── Records to process
Issue #396, opened 2022-05-09
vagrant up gets stuck on Windows environments


napulen:
When running the 
```
vagrant up
```

routine on a freshly cloned Windows repo, the script gets stuck at the following line:

```
default: Processing triggers for man-db (2.8.3-2ubuntu0.1) ...
```

This seems to happen in, both, my Windows 10 environment and @eliwaksbaum 's

PR #397, opened 2022-05-09
fix hanging on man-db tasks when building on windows

eliwaksbaum:
fix for #396, remove man-db package in provision

### DIFF
--- a/etc/provision/setup-privileged.sh
+++ b/etc/provision/setup-privileged.sh
@@ -1,5 +1,8 @@
 #!/bin/bash
 
+#fix hanging for windows environments
+sudo apt-get remove -y --purge man-db
+
 echo "==== Enable python dev, venv, and pip ===="
 apt-get update
 apt-get install -y python3-dev python3-venv python3-pip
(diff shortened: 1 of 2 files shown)


eliwaksbaum:
small regex fix stops static pages from crashing on windows

napulen (changes requested):
The fix for the provisioning looks great!

Regarding the url regex, I am concerned that leaving an open-ended string (no `$` check) would potentially open this code to security vulnerabilities (people adding extra characters at the url and passing the validation). I understand that this is a problem related to the Windows CRLF syntax (`\n\r`)?

How about we do an optional return carriage symbol before the end of line `$`? That'd probably work for *nix/Windows while not allowing arbitrary urls.

napulen:
I think something like this would work? (Did not test)

```
r"^#([A-Za-z0-9 _-]+)\r?$
```

Can you try moving in this direction for this fix, @eliwaksbaum?

napulen (approved):
Nice!

Issue #399, opened 2022-05-11
Add an "Edit" button in Folio Mapping interface


napulen:
Once a folio mapping has been submitted, users should be able to edit it.

dchiller:
Update: draft pull request #401

dchiller:
@napulen Should we close this issue now that we've merged?

napulen:
Yes!

PR #401, opened 2022-05-13
Add edit folio mapping functionality

dchiller:
On admin/map_folios menu, provide a complete list of manuscripts with folio mapping status and option to either map folios or edit map folios.

Updates view logic for edit folio mapping: folio mapping is populated with the last saved folio mapping, rather than default.


napulen:
Fixes #399.

napulen (approved):

napulen:
The PR is ready to move away from `draft` status. Once that's done, merging it into the main codebase.

Issue #398, opened 2022-05-09
Adding new django tests to run after a Cantus Ultimus instance first launches


napulen:
We can use the django tutorial for automated tests as a reference: https://docs.djangoproject.com/en/3.1/intro/tutorial05/

Things that would make for good tests:

- Make sure that making an http request to all of the static pages (e.g., `home`, `about`, `team`) returns some "proper" HTML content. (Left to decide what "proper HTML content" means in this case)
- Make sure that importing the chants of a well-known manuscript from Cantus DB results in the expected number of chants

eliwaksbaum:
@napulen is there a problem with the existing tests? I've been working on trying to make those run

napulen:
@eliwaksbaum I forgot about them! 

Some of them are obsolete. The ones under `mei_conversion` and `test_gamera_xml2mei` should be ignored/removed at this point. I don't think we'll reuse that MEI workflow anymore.

The one under `management` is relevant but outdated.

The `models` tests seem good, worth adapting. Same for `views`. I'd say, in order of priority:

1. `models`
2. `views`
3. `management`

napulen:
Thanks for noticing this!

eliwaksbaum:
```
System check identified 1 issue (0 silenced).
.F.....Deleting old concordances data...
Successfully imported 12 concordances into database.
Waiting for Solr to finish...
Done.
.....................Not Found: /chant/2f63f986449349769d7a313e0fc6edb3/
......Not Found: /concordance/2f63f986449349769d7a313e0fc6edb3/
...Not Found: /chant/2f63f986449349769d7a313e0fc6edb3/
..Not Found: /folio-set/manuscript/3/66666666666/
....Not Found: /manuscript/2f63f986449349769d7a313e0fc6edb3/
.Not Found: /manuscript/2/
...
======================================================================
FAIL: test_expand_genre (cantusdata.test.helpers.test_expandr.ExpandrFunctionsTestCase)
----------------------------------------------------------------------
Traceback (most recent call last):
  File "/code/public/cantusdata/test/helpers/test_expandr.py", line 44, in test_expand_genre
    self.assertEqual(expandr.expand_genre("Pr"), "Prefatio")
AssertionError: 'Prefatio (when written out and notated)' != 'Prefatio'
- Prefatio (when written out and notated)
+ Prefatio

----------------------------------------------------------------------
Ran 47 tests in 54.166s
```
[...]

PR #406, opened 2022-05-19
Unit tests

eliwaksbaum:
allow the existing unit tests to be run on the current vagrant build, see #398


public/cantusdata/test/management/commands/test_import_all_data.py
```diff
@@ -9,7 +9,8 @@ def setUp(self):
         pass
 
     def test_import_all_data(self):
-        call_command('import_data', 'test/test_chants.csv', '1', all=True)
+        call_command('import_data', 'concordances')
+        call_command('import_data', 'manuscripts')
```
napulen, line 13: The original code seems to be importing chants, whereas the new one `concordances` and `manuscripts`. Is that the expected behaviour? That is, will the unit tests pass/fail accordingly?

public/cantusdata/helpers/expandr.py
```diff
@@ -86,7 +86,9 @@ class PositionExpander(object):
     position_data_base = None
 
     def __init__(self):
-        self.csv_file = csv.DictReader(open("data_dumps/position_names.csv"))
+        cantusdata_path = os.path.split(os.path.dirname(__file__))[0]
+        public_path = os.path.split(cantusdata_path)[0]
+        self.csv_file = csv.DictReader(open(os.path.join(public_path, "data_dumps", "position_names.csv")))
```
napulen, line 91: If I understand this correctly (i.e., getting the absolute path of django project), this is available through the `settings` file of the project. You could import that path in the `settings.py` of the django project and avoid a redundant call to `os.path.dirname(__file__)`. 

Please check the `settings.py` and let us know if that's an appropriate import for this information.

napulen (commented):
See comments.

public/cantusdata/test/management/commands/test_import_all_data.py
eliwaksbaum: The other tests are not using the data that is imported here. The point of this specific test is to test the ability to import data and as soon as it's done it deletes everything. I changed it from chants to concordances and manuscripts as you can't import chants independently anymore, nor does it seem like you can provide a directory as an argument to import stuff from.

public/cantusdata/helpers/expandr.py
eliwaksbaum: yup. i'll make the fix

public/cantusdata/test/management/commands/test_import_all_data.py
napulen: Yes, you can't import chants independently anymore. If the purpose is importing data and deleting it right after, then this is perfect. Thanks!

napulen:
Looking good now! Thanks!

napulen (approved):

PR #408, opened 2022-05-20
library speed tests

### LINKED ISSUE #394: Measure the networking speed of source libraries

eliwaksbaum:
Fixes #394


napulen (changes requested):
All good! Just waiting for the new tests based on Andrew's feedback.

napulen:
For some reason, the Github automation doesn't automatically close an issue on merge unless you explicitly write a word like `Fixe[d|s] #0000`. Please always include such a verbal cue before the issue number.

eliwaksbaum:
I'm discovering all sorts of interesting things about requesting IIIF images and these tests are not up to snuff. I'll reopen once I figure out what exactly we want to do here. For example, one issue that comes up is the transformations not working since something in the uri isn't right, so we just get the same thumbnail over and over. Some test in here should be looking for that. There's more to knowing if a manifest will work with our system than whether we get a 200 response back

napulen:
This is starting to sound like we need a IIIF module in the codebase, for parsing, error-handling, testing, etc.

PR #420, opened 2022-05-26
iiif module

### LINKED ISSUE #394: Measure the networking speed of source libraries

### LINKED ISSUE #415: more folios than canvasses crashes map_folios
```
if mapped_folios == 0:
            for idx, folio in enumerate(folios):
                uris_objs[idx]["folio"] = folio
```

in implementing this default mapping, we assume there at least as many canvasses as folios, which is not always the case, resulting in index out of bounds errors

eliwaksbaum:
fixes #415
fixes #394


napulen:
Let's hold a bit on this PR until we get the new `main` thing sorted out.

It's likely that this PR will need to go to a different branch with an incompatible version history.

eliwaksbaum:
i can also wait for the unified main, pull that, and then apply these changes from scratch on top of that history

eliwaksbaum:
it'll just be copying in one folder and changing one line

PR #423, opened 2022-05-26
IIIF and testing

### LINKED ISSUE #394: Measure the networking speed of source libraries

### LINKED ISSUE #415: more folios than canvasses crashes map_folios

### LINKED ISSUE #417: Run unittests with github actions
The Cantus Ultimus repo needs some Continuous Integration.

For starters, what I think we need:
- On `push` and PRs to the `main` branch, we want to run a check for `black` formatting all across the python codebase
- On `push` and PRs to the `main` branch, we want it to run unit tests and pass

### LINKED ISSUE #424: 500 Error gives 404 Error
Nginx tries to do a redirect when there's a 500 error to a page that doesn't exist, giving a 404 error. Ideally, the app service on the production site would never cause a server error, but still seems non-ideal

### LINKED ISSUE #429: nginx image relies on app image
There's no official support for specifying what order images get built in when running docker compose (which kind of implies to me that images shouldn't rely on each other?), but right now the app image needs to be built before the nginx image. I see three solutions:
1. try something hacky
2. manually build the app image first
3. redo the nginx dockerfile to build the django app (maybe a minamilzed version), copy over the files, and discard the image, the same way we do the node frontend thing now

I think 3 is probably the way to go? I'll investigate next week

### LINKED ISSUE #433: Cannot scroll results in search pop-up
A possible issue with the search pop-up. You cannot scroll through search results in the search pop-up.
image
Occurs in both Chrome and Firefox.

eliwaksbaum:
fixes #415
fixes #394
fixes #417
fixes #429
fixes #433
fixes #424


eliwaksbaum:
that last one was an old commit that got lost somewhere. tests won't work without it because the request to solr was using an outdated path

napulen (commented):
Shouldn't this test case be under the `test`? 

```
folder app/public/cantusdata/iiif/test_iiif.py
```

eliwaksbaum:
We could. This is just an easy way to keep things separate for runtests.py. If this test is within the test folder, then to run all the internal tests you'd have to do runtests.py cantusdata.test.views, runtests.py cantusdata.test.models, etc. Right now, runtests.py cantusdata.test runs everything, and runtests.py cantusdata.iiif runs these manifest tests that rely on external libraries

napulen:
How about `cantusdata.test.core` and `cantusdata.test.extra`?

So something like this (or similar)...

```
cantusdata/test
├── __init__.py
├── core
│   ├── helpers
│   │   ├── __init__.py
│   │   ├── test_expandr.py
│   │   └── test_gamera_xml2mei
│   │       └── __init__.py
│   ├── management
│   │   ├── __init__.py
│   │   └── commands
│   │       ├── __init__.py
│   │       └── test_import_all_data.py
│   ├── mei_conversion
│   │   └── __init__.py
│   ├── models
│   │   ├── __init__.py
│   │   ├── test_chant.py
│   │   ├── test_concordance.py
│   │   ├── test_folio.py
│   │   ├── test_manuscript.py
│   │   └── test_plugin.py
│   └── views
│       ├── __init__.py
│       ├── test_browse.py
│       ├── test_chant.py
│       ├── test_chant_set.py
│       ├── test_concordance.py
│       ├── test_folio.py
│       ├── test_folio_set.py
│       ├── test_manuscript.py
│       └── test_search.py
├── extra
│   └── iiif
 |      └── ...
└── test_settings.py
```

PR #426, opened 2022-05-27
Modifies Solr synch signal to allow for concurrent db transactions

dchiller:
The prior instantiation of the signal would raise a set-related error
when multiple processes were making DB transations. Items would be added
to the SynchronizationSession objects _deletions and _additions attributes
during iteration (ie. when the execute method was called).

Adds an executing flag to the Solr synchronizer so that solr additions
and deletions will not be added to the set during iteration. Instead,
another SynchronizationSession will be created.

### DIFF
--- a/app/public/cantusdata/signals/solr_sync.py
+++ b/app/public/cantusdata/signals/solr_sync.py
@@ -48,8 +48,9 @@ class SolrSynchronizer(object):
     @contextlib.contextmanager
     def get_session(self):
         if self._session:
-            yield self._session
-            return
+            if not self._session._executing_flag:
+                yield self._session
+                return
 
         self._session = SynchronizationSession(self.solr_server_url)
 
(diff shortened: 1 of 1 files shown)


app/public/cantusdata/signals/solr_sync.py
```diff
@@ -103,7 +104,9 @@ def __init__(self, solr_server_url):
         self._deletions = set()
         self._additions = set()
 
+        self._executing_flag = False
     def execute(self):
+        self._executing_flag = True
```
dchiller, line 109: Make deep copies of _deletions and _additions so they are saved before the SynchronizationSession is overwritten in SolrSynchronizer.get_session().

app/public/cantusdata/signals/solr_sync.py
```diff
@@ -106,14 +106,16 @@ def __init__(self, solr_server_url):
 
         self._executing_flag = False
     def execute(self):
-        self._executing_flag = True
         conn = solr.SolrConnection(self.solr_server_url)
```
dchiller, line 109: Move this to below the executing_flag = True

dchiller:
@napulen Ok, I think this is good now. :)

PR #430, opened 2022-05-30
Configure database password through environment variables

### LINKED ISSUE #355: Protect database passwords through environment variables
Define environment variables for the database

```python
DATABASES = {
    "default": {
        "PASSWORD": "ThePassword",
     }
}
```

dchiller:
Postgres admin password is now created through environment variables
in the .env file. Deploying users can customize the file with a secure
password by locally changing this file.

Fixes #355


dchiller:
FYI: I only added information about this specific element to the README, thinking that there probably needs to be a more comprehensive edit of that doc for the whole dockerport.

.gitignore
```diff
@@ -1,4 +1,5 @@
 __init__.pyc
+.env
```
napulen, line 2: I think we do need `.env` on version control, which means, **not** in the `.gitignore`

docker-compose.yaml
```diff
@@ -14,9 +14,9 @@ services:
     volumes:
       - ./data/postgres:/var/lib/postgresql/data
     environment:
-      - POSTGRES_DB=cantus_db
-      - POSTGRES_USER=cantus_admin
-      - POSTGRES_PASSWORD=Pl4c3H0ld3r
+      - POSTGRES_DB=${POSTGRES_DB}
```
napulen, line 17: This only works iff there is an `.env` file, otherwise you set an empty password, right? Kind of important. Not sure if there's a better way to do this.

napulen (commented):
Willing to approve the method in `docker-compose.yaml`, pending we force/remind/encourage users to always verify they have a `.env` file. Or propose a more robust method.

docker-compose.yaml
dchiller: I did not test how this requirement makes itself known, but the docs say that it cannot be empty, and that this environment variable is required by the container. So, I think for deployment anywhere in Canada we should require that this be set and not left empty? Let me see if I can check how this is done -- whether it errors in an informative way, etc?

.gitignore
dchiller: Gotcha -- so was wondering the best way to do this if we want .env in version control but I don't want anyone to edit their own .env with the password and then push to the repo....I guess that's something thought that we would just expect to catch on  review?

docker-compose.yaml
dchiller: OK - so if you don't specify the password, the container build fails with:
image

I do agree that we want to force people to set a password and that we don't want to have a default password written in the codebase somewhere that could go to production without being modified or reviewed.

.gitignore
napulen: Aha, gotcha. Yes, we avoid that by blocking the `main` branch and requiring a review of every PR.

napulen: I don't think there is anything like a "read-only" file in version control, which would be the solution to this. Just making it more difficult for destructive commits to get in the codebase :)

dchiller: Perfect! Will make the change.

napulen (approved):

dchiller:
Fixes provided by #432

PR #442, opened 2022-06-01
Remove unused commands

dchiller:
Removes the update_public_manuscripts.py command. 

Function allowed for the bulk setting of manuscripts to public via a csv upload. This should be completed in the future through the admin site as it currently exists or through an extension of the import_data functionality.


napulen:
This can stay open should we decide to clean some more files beyond `update_public_manuscripts`

napulen (approved):

PR #143, opened 2023-11-01
fixes to remove warning on compilation

ianlongden:
Fixes to remove warnings on compilation. Should be straight forward. 'warningMessage' is never set so no point having that code that checks for this and gives error message is the only thing that is not straight forward.

### DIFF
--- a/src/components/ATeamAlert.js
+++ b/src/components/ATeamAlert.js
@@ -39,7 +39,7 @@ const testAteamAPI = (accessToken, setStatus) => {
         .then(res => {
             const esindex = (element) => element.name === "Elasticsearch Indexing health check";
             const elasticsearch = res.data.checks.find(esindex);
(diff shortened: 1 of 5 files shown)


azurebrd (commented):
I'm very glad to have browser warnings removed, thanks @ianlongden .  I don't know what the warningMessage code being removed is.  I imagine at some point it had some functionality and someone removed it.  I'd rather check in with devs and curators about what it was about, and why it was removed before fully removing that code.

ianlongden:
Sure, no rush on this, more eyes the better. js all new to me so cleaning this up allowed me to review/see more code. Probably safe, but I am no expert, so yes lets see what others think.

valearna (approved):
Everything looks good to me. I would remove the unused code lines instead of commenting them out

PR #147, opened 2023-11-03
fix(topicEntityTag): Disable caching in AsyncTypeahead component

valearna:
The default cache option on AsyncTypeahead component was preventing duplicate API calls, and some logic was skipped. Now setting useCache property of the AsyncTypeahead component to false.


azurebrd (approved):
Thanks @valearna !

PR #149, opened 2023-11-06
fixed to reset the autocomplete/list switch option for entity_list

sweng66:
so only shows autocomplete option when 'species' is selected for topic


valearna (approved):
Looks good, thanks @sweng66 !

sweng66:
@valearna Thanks

PR #150, opened 2023-11-06
Use blue team api to get ateam status to avoid cors problems

ianlongden:


ianlongden:
Needs to be added after api, as it is dependent on it.

valearna (approved):

PR #153, opened 2023-11-08
Adjust axios POST request URLs in searchActions

valearna:
Fixed the URL format used for axios POST requests by appending a slash at the end within the 'src/actions/searchActions.js' file. This modification was done to align the URL structure with our backend server's routing conventions and avoid 307 errors from nginx


azurebrd (approved):
Thanks @valearna and @stuartmiyasato !

PR #154, opened 2023-11-08
Tidy up

ianlongden:
General removal of commented out code and old files. 
While commented out code does not hurt it makes it harder to find what you want and old is a valuable via git anyway.


src/components/ATeamAlert.js
```diff
@@ -16,7 +16,7 @@ export const AlertAteamApiDown = () => {
         if(accessToken) {
             testAteamAPI(accessToken, setStatus);
         }
-    }, [accessToken]); // eslint-disable-line react-hooks/exhaustive-deps
```
azurebrd, line 19: @ianlongden I forget what this was for, but I think I prevented new warnings showing up on the browser console.  It's like a # noqa  which is needed.

src/components/SwaggerUI.js
```diff
@@ -1,19 +1,15 @@
 import styles from '../index.css';
 
 import React, {useEffect} from 'react';
-// tslint:disable
```
azurebrd, line 4: This one and line 8 I don't know what they're for.   I don't think we use this component at all anymore.  It was imported in components/AppWithRouterAccess.js  and commented out  {/*<Route path = '/swaggerUI' component={SwaggerComp} />*/}

src/components/search/SearchOptions.js
```diff
@@ -26,25 +26,25 @@ const SearchOptions = () => {
                     </div>
                 </Col>
                 <Col sm={2}>
-                    <Form.Control as="select" id="selectSizeResultsCount" name="selectSizeResultsCount"
```
azurebrd, line 29: @ianlongden This looks like an actual change, not just cleaning up comments, so I don't know if that's on purpose from a different story, or an issue with rebasing.  When doing some recent API stuff, it was getting rid of some stuff that Shuai was working, so she rebased it.  So checking if this is your change on purpose or if it should talk to someone else about it.

azurebrd: Also the other changes on this file

src/reducers/mergeReducer.js
```diff
@@ -22,19 +22,6 @@ const initialState = {
     disableInput: '',
     blah: ''
   },
-//     input: 'AGR:AGR-Reference-0000569189',
```
azurebrd, line 25: These comments are helpful for telling people what to test when wanting to try different merge functionality, and are probably easier than keeping track of them in a separate document.

src/reducers/searchReducer.js
```diff
@@ -45,7 +45,7 @@ const initialState = {
   dateCreated: "",
   query_fields:"All",
   sort_by_published_date_order:"relevance",
-  partialMatch:"true"
```
azurebrd, line 48: @ianlongden I don't nkow how this works, sometimes a string of 'true' needs to be passed, but I don't know search.

azurebrd (commented):
@ianlongden There's a few comments on things that could use looking into.
Probably best if other people look at the things that are green in the diff.
Some of the green things are indenting changes, might be easier to put those back, unless the indenting is wrong.
I don't think the actions/index.js is needed, but sometimes an empty file is needed, as long as it runs, that's good.
The SwaggerUI component might be worth talking to Devs about it, and just removing it from the repo.

src/reducers/searchReducer.js
pjhale: Partial Match is what adds a wildcard after a users search.  The curators wanted this on by default (which is why its in the reducer).  This line still needs to be in the reducer.

src/reducers/mergeReducer.js
ianlongden: Okay if you find them useful I am happy to add them back.

src/components/search/SearchOptions.js
ianlongden: Sorry yes this is a change, we were getting warnings about 'selected' in pull downs and it said to declare this in the above with 'value'.  warnings now gone and we have the same functionality.

src/components/SwaggerUI.js
ianlongden: So this is probably okay?

src/components/ATeamAlert.js
ianlongden: There are no warnings being generated wrt this so guessing some thing else was removed previously that needed this.

azurebrd: Cool, sounds good

src/components/search/SearchOptions.js
azurebrd: Ah, so is 'value' just the starting value, and changing something into one of the options updating it ?  If the functionality works for changing from the dropdown, submitting, and getting the correct value instead of the original value, then cool

src/components/SwaggerUI.js
azurebrd: I guess :shrug:

src/reducers/mergeReducer.js
azurebrd: Cool, thanks :)

src/components/search/SearchOptions.js
ianlongden: We get the correct number of refs shown but the pull down does not reflect this , so something is awry.

ianlongden: Fixed, needed too use defaultValue not value.

azurebrd: Also for sortByPublishedDate ?

src/components/search/SearchOptions.js
```diff
@@ -26,25 +26,25 @@ const SearchOptions = () => {
...
                         <option value="10" >Results per page 10</option>
                         <option value="25" >Results per page 25</option>
-                        <option value="50" selected>Results per page 50</option>
+                        <option value="50" >Results per page 50</option>
                         <option value="100" >Results per page 100</option>
                     </Form.Control>
                 </Col>
                 <Col sm={2}>
-                    <Form.Control as="select" id="sortByPublishedDate" name="sortByPublishedDate"
+                    <Form.Control as="select" value="relevance" id="sortByPublishedDate" name="sortByPublishedDate"
```
azurebrd, line 42: this should be defaultValue @ianlongden

PR #159, opened 2023-11-27
Fixed the code to place 'Show More' / 'Show Less' at the right place for formatted abstracts

sweng66:


azurebrd (approved):
Thsnks @sweng66 !

PR #162, opened 2023-11-30
corpus sort source always disabled when mod not access level, whether…

azurebrd:
… new or from db


sweng66 (approved):
Thanks @azurebrd

azurebrd:
Thanks @sweng66 !

PR #165, opened 2023-12-07
Adding code to allow selection of number of rows displayed on table 

sweng66:


azurebrd (approved):
Thanks @sweng66 .  Does the page size stay if you go to another page in the App (like Biblio Editor) and come back ?   If so, that's great.  If not, I'd put the page number and page size in the store.  I guess it already doesn't keep the same page number when you change "tab", so this is consistent behaviour.  I just like keeping things in the store so that things are more consistent when switching pages.  I know @valearna doesn't like the store as much.

sweng66:
Will merge this into main first.

azurebrd:
THanks @sweng66 .  Might be good to ask curators, so you don't waste time if they explicitly don't want it, or other people think it'd be worse that way

PR #166, opened 2023-12-07
fixed to always use the URL submitted by MOD - through DQM submission…

sweng66:
… and it is stored in cross_reference.pages column


azurebrd (approved):
Nice @sweng66 !

sweng66:
Thanks @azurebrd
────
After locating the line with "tests and pass" above, return that line and every later line through the one with "### LINKED ISSUE #429: nginx", word for word and with nothing else.

- On `push` and PRs to the `main` branch, we want it to run unit tests and pass

### LINKED ISSUE #424: 500 Error gives 404 Error
Nginx tries to do a redirect when there's a 500 error to a page that doesn't exist, giving a 404 error. Ideally, the app service on the production site would never cause a server error, but still seems non-ideal

### LINKED ISSUE #429: nginx image relies on app image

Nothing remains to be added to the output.